Puerto Rico y el huracán Maria


La devastación de las infraestructuras ha sido total en la isla de Puerto Rico. Ayer, solo un 5% del sistema eléctrico de todo el país (que tiene 3.400.000 habitantes) estaba en funcionamiento. Un 35% de las gasolineras seguían cerradas y en las que permanecían abiertas las colas eran interminables. Uno de cada dos supermercados de la isla estaba cerrado y contaban con escasos suministros aquellos que tenían abiertas sus puertas.


A la entrada de una alcaldía, un señor mayor con una botella en la mano, retrato del desamparo, preguntaba: “¿Cuándo pondrán la luz, usted sabe?”. Estos días en Puerto Rico en cualquier forastero que aparece se ve la ilusión —a menudo, el espejismo— de la llegada de ayuda oficial. “¿Es usted de FEMA?”, preguntaba unos kilómetros sierra arriba Eleutemia Rivera, de 81 años, refiriendo por sus siglas inglesas a la agencia de emergencias de EE UU. Ella aún estaba turbada por el “ruido de motor prendido” del ojo del huracán, “que estuvo aquí mucho rato rompiéndolo todo.

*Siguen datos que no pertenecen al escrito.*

PR #6490, opened 2022-07-18
Move reply key generation to /submit endpoint

zenmonkeykstop:
## Status

Ready for review, but flagged as draft to block merge until `release/2.5.0` branch is created

## Description of Changes

Fixes #6489 

Reply key generation is moved in the SI from `/lookup` to `/submit`. If a key is not already present for the given source it will be created during the first submisstion.

## Testing
- Check out this branch and run `make dev`
- [ ] in another terminal, connect to the dev container with `docker exec -it securedrop-dev-0 bash` and verify that only the default dev source reply keys exist with `gpg --homedir /var/lib/securedrop/keys -k`
- Create a new source via the SI, but do not submit anything
- [ ] verify that no new key was created, with `gpg --homedir /var/lib/securedrop/keys -k`
- [ ] submit a message as the source and verify that a reply key was created
- [ ] log in to the JI and verify that the source is listed and a reply can be sent
- [ ] on the SI, verify that the reply is displayed correctly
- [ ] submit another message and verify that a new reply key was *not* created
- [ ] on the JI, verify that another reply can be submitted.
- [ ] log out of the SI, log back in as the same source, and verify that both replies can be read.

- [ ] For extra points, try to break reply key generation by doing multiple simultaneous file submissions.

## Deployment

n/a

### If you made changes to the server application code:

- [x] Linting (`make lint`) and tests (`make test`) pass in the development container

### If you made non-trivial code changes:

- [x] I have written a test plan and validated it for this PR

Choose one of the following:

- [ ] I have opened a PR in the [docs repo](https://github.com/freedomofpress/securedrop-docs) for these changes, or will do so later
- [ ] I would appreciate help with the documentation
- [x] These changes do not require documentation

PR #6829, opened 2023-05-31
return reply-key generation to "/lookup" (revert #6490)

### LINKED ISSUE #6489: Generate reply key on first submission
Note that this change is being reverted!

## Description

When a source visits /lookup for the first time, a GPG reply key is generated. However, if the source does not submit a message, it is impossible to reply to them, as their account is flagged as `pending` and not displayed in the JI. To avoid creating keys unnecessarily, the key could be created on submission instead if it does not already exist.

## User Research Evidence

Observed behavior of sd instances

## User Stories

As an admin, I want to keep a manageable number of source accounts and reply keys

zenmonkeykstop:
## Status

Ready for review 

## Description of Changes

Fixes #6489 .

This PR reverts the changes in #6490, which moved source reply key generation to after the first submission, thereby avoiding an accumulation of pending sources (and keys). Since we have an option to manually and soon automatically purge stale pending sources,  this is no longer required and can be removed to reduce scope/potential for subtle errors due to the change in key generation.

## Testing

- [ ] CI is passing
- [ ] on the SI, when a source is created, a reply key is generated before their first submission
- [ ] Replies work correctly (can be sent, read, deleted in  SI and removed in JI)

## Deployment

2. New installs.

Choose one of the following:

- `admin/requirements.in`

(remove) this section.

Choose one of the following:

### DIFF
--- a/securedrop/journalist_app/utils.py
+++ b/securedrop/journalist_app/utils.py
@@ -6,7 +6,7 @@ from typing import List, Optional, Union
 import flask
 import werkzeug
 from db import db
-from encryption import EncryptionManager, GpgKeyNotFoundError
+from encryption import EncryptionManager
 from flask import Markup, abort, current_app, escape, flash, redirect, send_file, url_for
 from flask_babel import gettext, ngettext
 from journalist_app.sessions import session
@@ -397,11 +397,8 @@ def delete_collection(filesystem_id: str) -> None:
     if os.path.exists(path):
         Storage.get_default().move_to_shredder(path)
 
-    # Delete the source's reply keypair, if it exists
-    try:
-        EncryptionManager.get_default().delete_source_key_pair(filesystem_id)
-    except GpgKeyNotFoundError:
-        pass
+    # Delete the source's reply keypair
+    EncryptionManager.get_default().delete_source_key_pair(filesystem_id)
 
     # Delete their entry in the db
     source = get_source(filesystem_id, include_deleted=True)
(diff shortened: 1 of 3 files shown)


cfm:
@zenmonkeykstop, since this is a strict reversion to known-good code and tests, do we have reason to think interactive testing is necessary?

zenmonkeykstop:
> @zenmonkeykstop, since this is a strict reversion to known-good code and tests, do we have reason to think interactive testing is necessary?

Given the nature of the change, I erred on the side of over-testing, but I think you're right, any breakage would be caught by automated testing and would definitely come up in the course of release QA. If you're comfortable with visual review of the code then so am I.

cfm (approved):
Visual review, sure, *and* we can prove that merging this pull request will be the inverse operation of merging #6490, regardless of the intervening history:

```sh-session
user@sd-dev:~/securedrop$ git log --oneline --no-show-signature revert-6490 | head -n 3
e7063e96c Revert "moved reply key generation to /submit, to avoid generating keys for pending users"
582a87c06 Revert "updated tests to verify reply key creation"
d964e5984 Merge pull request #6825 from freedomofpress/stg-6824-thats-not-a-word
user@sd-dev:~/securedrop$ git checkout -b revert-6490-cfm d964e598
Switched to a new branch 'revert-6490-cfm'
user@sd-dev:~/securedrop$ git show --oneline --no-show-signature e7909b7
e7909b77e Merge pull request #6490 from freedomofpress/delay-reply-key
user@sd-dev:~/securedrop$ git revert -m 1 e7909b7
user@sd-dev:~/securedrop$ git diff revert-6490 | wc -l
0
```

En Utuado, municipio vecino de Lares, el mismo desastre. Las carreteras de la sierra eran una jungla de árboles rotos y postes de la luz caídos, altas matas de bambú enmarañadas como jeroglíficos, trozos de asfalto hundidos. En casa de José Pérez, de 41 años, se vino abajo el cerro que tenía a sus espaldas y quedaron sepultados tres vehículos. “Esta propiedad era bella y mira cómo quedó”, lamentaba. Su perro, llamado Clinton, ladraba a los visitantes. Tuvieron un Bush y un Reagan, porque a su suegro le da por ponerles a los canes nombres de presidentes de EE UU.


Más de 10.000 puertorriqueños seguían sin vivienda y estaban distribuidos en 150 refugios habilitados a lo largo de toda la isla, aunque muchos otros miles que también han perdido sus casas se las arreglan con las de familiares o amigos. Hasta ayer, según el Gobierno, el huracán había dejado 16 víctimas mortales, pero advierte de que hay amplias zonas todavía por acabar de revisar, incluidos nueve municipios incomunicados.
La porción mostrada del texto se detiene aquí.